The old laundry building now adjacent to Building #5 will be demolished, and a small parklike area will be landscaped to replace it.

Best regards,
Stu Schwartz


----------



## timeos2 (Nov 2, 2006)

*A quick fix that didn't last*



			
				AwayWeGo said:
			
		

> Construction improvements at the resort are looking good.
> 
> After the new _Ralph_ building is completed & in use, what will happen to the shed-like structure attached to the near-by condo building, which looks like it's full of commercial laundy equipment & other maintenance-type stuff?
> 
> -- Alan Cole, McLean (Fairfax County), Virginia, USA.​



That building has a history as well. It was the reason for the first Special Assessment I ever heard of in 1995 - $65/week.  As you can see it wasn't exactly well designed nor did it fit in with the resort.  It did give us plenty of things we knew we wanted to avoid when any new building or expansion was built.  Things like concealed access doors, dedicated areas for each functional area, a design that looks like it was meant to be on the property and proper lighting.  

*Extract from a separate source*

PR #435, opened 2026-01-09
Add resolution diagnostic for declaration kind mismatch

Morriar:
One more step towards https://github.com/Shopify/saturn/issues/354.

Building 5 will be greatly improved when the grass and landscaped area lost to that original laundry are restored.  

The final piece of the outdoor work will be the new recreation area that will replace the basketball and tennis courts we lost to this construction and add a new gazebo, picnic area, additional shuffle board courts and more. This will be in the area that only a year ago housed the rather decrepit looking sales trailers. It is a real upgrade and a finishing touch to the property.  We hope that will be ready by summer 2007.  

Before too long there should be news on the interior changes at the Clubhouse.  It's a very exciting time at Cypress Pointe Resort.


----------



## AwayWeGo (Nov 2, 2006)

*We Can Wait Till 2008...*




			
				timeos2 said:
			
		

> The final piece of the outdoor work will be the new recreation area that will replace the basketball and tennis courts we lost to this construction and add a new gazebo, picnic area, additional shuffle board courts and more. This will be in the area that only a year ago housed the rather decrepit looking sales trailers. It is a real upgrade and a finishing touch to the property.  We hope that will be ready by summer 2007.


...because we are only EEY owners (every even year).  That means we can't go back on our own time till 2008.  Meanwhile, thanks to _Instant Exchange_ & _Last Call_ & all that, who knows? 
-- Alan Cole, McLean (Fairfax County), Virginia, USA.​


----------



## Al D (Nov 3, 2006)

Is there any plan to enhance the landscaping? 

I was in Florida on Business a couple of weeks ago and drove to the resort to check out the improvements.

The lawn and landscaping seemed to give the resort a tired older look.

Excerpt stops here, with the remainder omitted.